* What the task asks
Starting at the line below holding "Also, if you" and stopping at the line holding "### LINKED ISSUE #16: New", print every line exactly, both ends included, and leave the rest out.

* Extracted records

PR #24, opened 2018-10-04
More user-friendly installation page

OrdinaryJellyfish:
I made the primary installation page contain some instructions for basic installation. I also removed the links to the other OS guides (but didn't actually delete them, just in case) since @luceos didn't seem like he liked those (I agree, they would probably be better as tutorials in discuss). If you'd like me to add those, I can improve them (I already found an error in one :wink:) and add the links back.


datitisev:
@OrdinaryJellyfish Could you add those links back, and move the installation instructions to another file (`general.md`) and link it in `index.md`?

The OS guides are helpful, even if they are a bit wrong right now, to newbies. If you want, you can make a separate PR fixing issues with those specific instructions. People don't often check Discuss for installation instructions, only to get help.

OrdinaryJellyfish:
All right, I'll go ahead and do that.

OrdinaryJellyfish:
By the way, I'm not very good at CentOS so I won't be able to fix that article, just the Ubuntu one. I'll go ahead and make a PR for that page.

datitisev:
Committed as c772c8098cdbb1eec0225e832f45ad2e369f9477.

PR #26, opened 2018-10-15
Fix outdated extension filename

OrdinaryJellyfish:
Since beta.8 is introducing `extend.php` rather than `bootstrap.php` for extensions, the documentation needs that to be changed. I changed `boostrap` (typo intended 😁) to `extend`.


datitisev:
Thanks!

PR #27, opened 2018-10-15
Fix extend frontend class

OrdinaryJellyfish:
In `quick-start.md`, one example showed `Extend\Assets` instead of `Extend\Frontend`, and this PR fixes that.


CDK2020:
Missed that one, thanks!

OrdinaryJellyfish:
Perks of Ctrl+F :grin:

PR #28, opened 2018-10-22
Add locale registration warning

OrdinaryJellyfish:
This makes for a nice little warning for users who didn't register their locale first in their `extend.php` file.

### DIFF
--- a/extend/internationalization.md
+++ b/extend/internationalization.md
@@ -206,6 +206,10 @@ Support for grammatical gender will be added in a future version of Flarum. Deta
 
 # Server-side Translation
 
+::: WARNING
+In order for server-side translation to work, you must have your locale registered before everything else in your `extend.php`.
+:::
+
 Translation is generally handled by Flarum's front-end client. However, you can use translations in your PHP code if you need to.
 
 First, you'll need to get the `Flarum\Locale\Translator` class. This can be done a few different ways:
--- a/extend/internationalization.md
+++ b/extend/internationalization.md
@@ -206,10 +206,6 @@ Support for grammatical gender will be added in a future version of Flarum. Deta
 
 # Server-side Translation
 
-::: WARNING
-In order for server-side translation to work, you must have your locale registered before everything else in your `extend.php`.
-:::
-
 Translation is generally handled by Flarum's front-end client. However, you can use translations in your PHP code if you need to.
 
 First, you'll need to get the `Flarum\Locale\Translator` class. This can be done a few different ways:
@@ -224,6 +220,10 @@ You can learn more about the Translator's methods in [Symfony's `Translator` doc
 
 
 # Registering Locales
+
+::: WARNING
+In order for server-side translation to work, you must have your locale registered before everything else in your `extend.php`.
+:::
 
 There's one last thing you need to do before Flarum can use your translations. You need to register them. Fortunately, Flarum beta 8 makes this pretty easy.
 


datitisev:
Could you move right below the "Registering Locales" heading?

tobscure:
Out of curiosity what is a use-case where this is true?

OrdinaryJellyfish:
In one of my extensions, I registered the locale last, and whenever I tried
using translation server side, it sent the translation key rather than the
value, pushing the registration to the top fixed it.

datitisev:
Actually, I've never had this issue. ReFlar's extension generator adds locale last in the beta 8 version, and that's what I've used for [fof/custom-footer](https://github.com/FriendsOfFlarum/custom-footer/blob/master/extend.php). Locales are registered last and work just fine...

tobscure:
It would depend in what context you're using the translator, but with an extension fully converted over to the new Extenders API it shouldn't be a problem. So I think this change should be able to be reverted once we have extenders for everything.

luceos:
Aside from being unsure whether this should be in the docs due to Toby's reasons, I personally don't think that warnings/alerts should be beneath headings. I personally think they should go below the section explaining the content the alert belongs to.

Reasoning:

- An alert as first content gives off that it is complex, error-prone.
- An alert indicating you have to be careful of something you explain below is makes it less welcoming to read the actual content as the alert attracts most focus.
- An alert seems not intuitive, you're essentially saying "hey a new section about this warning and below the warning a longer description of the warning"

franzliedke:
Agreed that this can be considered a bug. I am *assuming* it might have to do with the problems mentioned in flarum/core#1578. I will add a note to our beta.9 project to revert this change.

@OrdinaryJellyfish Could you please provide the failing `extend.php` (with the "incorrect" order) so that we have something to test against?

OrdinaryJellyfish:
@franzliedke 

```php
<?php

namespace Reflar\EmailDigest;

use Flarum\Extend;
use Flarum\Forum\Content;
use Flarum\Foundation\Application;
use Illuminate\Contracts\Events\Dispatcher;

return [
    function (Application $app, Dispatcher $events) {
        $events->subscribe(Listeners\EnableEmailDigest::class);
        $app->register(Providers\SendDigestEmail::class);
    },
    (new Extend\Frontend('forum'))
        ->js(__DIR__ . '/js/dist/forum.js')
        ->route('/settings/email-digests', 'reflar_email_digest', Content\AssertRegistered::class),
    new Extend\Locales(__DIR__ . '/locale'),
];
```

I'm not exactly sure what happened, I was trying to send an email using translation keys with my `extend.php` layed out that way, and all it sent was the keys themselves rather than values. It may or may not have been a problem on my side, but the only thing that fixed it for me was moving it to the top.

datitisev:
@OrdinaryJellyfish For consistency anyway, you may want to always have the function at the bottom. The extenders are shortcuts and are easier to understand if they are at the top, instead of having to scroll through a possibly long function that uses the Dispatcher.

OrdinaryJellyfish:
The `EnableEmailDigest` listener doesn't use any translations, but here you go...
```php
<?php

namespace Reflar\EmailDigest\Listeners;

use Flarum\Event\ConfigureUserPreferences;
use Flarum\Extension\ExtensionManager;
use Flarum\User\AssertPermissionTrait;
use Illuminate\Contracts\Events\Dispatcher;

class EnableEmailDigest
{
    use AssertPermissionTrait;

    protected $ext;

    public function __construct(ExtensionManager $ext)
    {
        $this->ext = $ext;
    }

    public function subscribe(Dispatcher $events)
    {
        $events->listen(ConfigureUserPreferences::class, [$this, 'addUserPreference']);
    }

    public function addUserPreference(ConfigureUserPreferences $event)
    {
        $event->add('reflarEmailDigest', 'boolval', true);
        $event->add('reflar_emailDigest_timePeriod', 'strval', 'Daily');
        $event->add('reflar_emailDigest_contents_newDiscussions', 'boolval', true);
        $event->add('reflar_emailDigest_contents_newPosts', 'boolval', true);
        if ($this->ext->isEnabled('flarum-likes')) {
            $event->add('reflar_emailDigest_contents_likes', 'boolval', true);
        }
        if ($this->ext->isEnabled('reflar-reactions')) {
            $event->add('reflar_emailDigest_contents_reactions', 'boolval', true);
        }
        if ($this->ext->isEnabled('flarum-mentions')) {
            $event->add('reflar_emailDigest_contents_recentMentions', 'boolval', true);
        }
    }
}
```

I'd also prefer not to share any more in public, as this is going to be a premium extension. I'd gladly share the rest in a private means of communication though :wink:

franzliedke:
@OrdinaryJellyfish Not sure if this is still relevant, but I would suggest [replacing that event subscriber with a listener](https://github.com/flarum/subscriptions/commit/7ac73b834023e997147d4dd9c851a2ea73deba4b). Right now, you are always resolving the `ExtensionManager` (and all its dependencies) from the service container, whether the event is fired or not. That problem does not exist with listeners.

Also, if you don't mind, I'd love to see the service provider's source code - could you share it with me privately on Discord, for example?

franzliedke:
As we believe the underlying issue has been fixed in core and most extensions, we [removed](https://github.com/flarum/docs/commit/afc14e9f7a42539801c2eea1399fb0caf05c2ee4) the warning again. Thanks for your help!

PR #32, opened 2018-11-19
add shared hosting/subdirectory instructions

### LINKED ISSUE #15: New section "Security hardening"
As proposed by @Kulga [here](https://github.com/flarum/flarum/commit/569e3a3b5ec862ecae93e0e438dd6a7a4c5012ed#commitcomment-21080215), we should probably change our included Apache configuration (and the one for Nginx in the docs) to only include the bare essentials - or at least only things that cause no problems with other components.

(In this particular example, always stripping the `Proxy` request header might cause problems with reverse proxies.)

Instead, a section called "Security hardening" or something similar should contain further "recipes" with things that should be applied to secure the server configuration. (For things like the above, notes should make it clear that they should not be combined with certain setups, e.g. reverse proxies.)

### LINKED ISSUE #16: New section: "Shared hosts"
The default skeleton now requires pointing the webserver root to the public/ folder. This is not possible on most shared hosts.

For them, we need some additional instructions, they will mostly consist of:
- adding/moving one file (ping me for the exact code - I will do my best to keep the changes as small as possible)
- some necessary security-hardening (preventing access to certain files and directories, see flarum/core#692)

luceos:
fixes #15, fixes #16 

- [ ] decide on the location to add this in the navigation
- [ ] add to related pages, eg installation.md

### DIFF
--- a/user/custom-paths.md
+++ b/user/custom-paths.md
@@ -1,0 +1,57 @@
+# Custom paths
+
+These directions are meant for subdirectory installations or shared hosting where you have less control over your directory structure. For Flarum to work on these environments we need to modify the location of some of the files shipped with the software.
+
+## Public path
+
+Flarum serves the forum from a file called `index.php` this file makes sure requests for your forum, the underlying API and the admin are handled by the correct code.
+
+By default the `index.php` is located inside a folder named `public`. The idea is that this folder is the only folder made available when visitors browser your forum. That's also the reason why the `public/assets` directory contains your user avatars as these need to be visible by your users.
+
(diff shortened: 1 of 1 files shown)


franzliedke:
The paths also need to be adapted in the `flarum` CLI script as well.

tobscure:
Thanks @luceos. I will take care of merging this into my impending docs rewrite.

luceos:
@franzliedke I keep forgetting about that, good point!

@tobscure great, I hope this draft helped!

PR #33, opened 2018-11-22
Add Beta 7.2 url rewrite instructions link

jordanjay29:
To be used for the moment because Beta 8 is not yet out, and the written instruction set is for the future version.

### DIFF
--- a/docs/install.md
+++ b/docs/install.md
@@ -35,6 +35,10 @@ When everything is ready, navigate to your forum in a web browser and follow the
 
 ## URL Rewriting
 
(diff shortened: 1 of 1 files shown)


CDK2020:
I think you can simplify the first sentence. We should just tell people that the docs are for beta 8, no need to check if they are installing first.

tobscure:
We may as well just revert the instructions for now 0da3d157f92053d8f7cc8ea7f27968f92462d7c4

and merge https://github.com/flarum/docs/pull/34 when beta 8 is released

PR #42, opened 2018-11-30
clarification when moving index.php to root path

luceos:


franzliedke:
We should probably update the skeleton so that the base/public paths only need to be changed in a single location.

franzliedke:
That, and more: https://github.com/flarum/core/issues/1669

PR #43, opened 2018-12-03
Adding MariaDB minimum reqs

jordanjay29:
According to information from https://mariadb.com/kb/en/library/full-text-index-overview/


franzliedke:
[This installer code](https://github.com/flarum/core/blob/1106a2e3a33ca169232f73983a78b204e7231fb7/src/Install/Console/InstallCommand.php#L245-L247) should be adapted (and *fixed*), too.

PR #45, opened 2018-12-08
Update about shared hostings

littlefluffycat:


jordanjay29:
Closing this because it is not a supported installation method. 

To explain further, composer is used because Flarum has multiple dependencies and requires a minimum server environment which composer checks for before installation. Installing on a local environment (which may pass these checks) and then moving it to a new environment may mean the new server is not capable of running Flarum as is. There's also a large issue with a composer-less environment being unable to use extensions easily, they are possible only with a lot of overhead work.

* Problem solution
Also, if you don't mind, I'd love to see the service provider's source code - could you share it with me privately on Discord, for example?

franzliedke:
As we believe the underlying issue has been fixed in core and most extensions, we [removed](https://github.com/flarum/docs/commit/afc14e9f7a42539801c2eea1399fb0caf05c2ee4) the warning again. Thanks for your help!

PR #32, opened 2018-11-19
add shared hosting/subdirectory instructions

### LINKED ISSUE #15: New section "Security hardening"
As proposed by @Kulga [here](https://github.com/flarum/flarum/commit/569e3a3b5ec862ecae93e0e438dd6a7a4c5012ed#commitcomment-21080215), we should probably change our included Apache configuration (and the one for Nginx in the docs) to only include the bare essentials - or at least only things that cause no problems with other components.

(In this particular example, always stripping the `Proxy` request header might cause problems with reverse proxies.)

Instead, a section called "Security hardening" or something similar should contain further "recipes" with things that should be applied to secure the server configuration. (For things like the above, notes should make it clear that they should not be combined with certain setups, e.g. reverse proxies.)

### LINKED ISSUE #16: New section: "Shared hosts"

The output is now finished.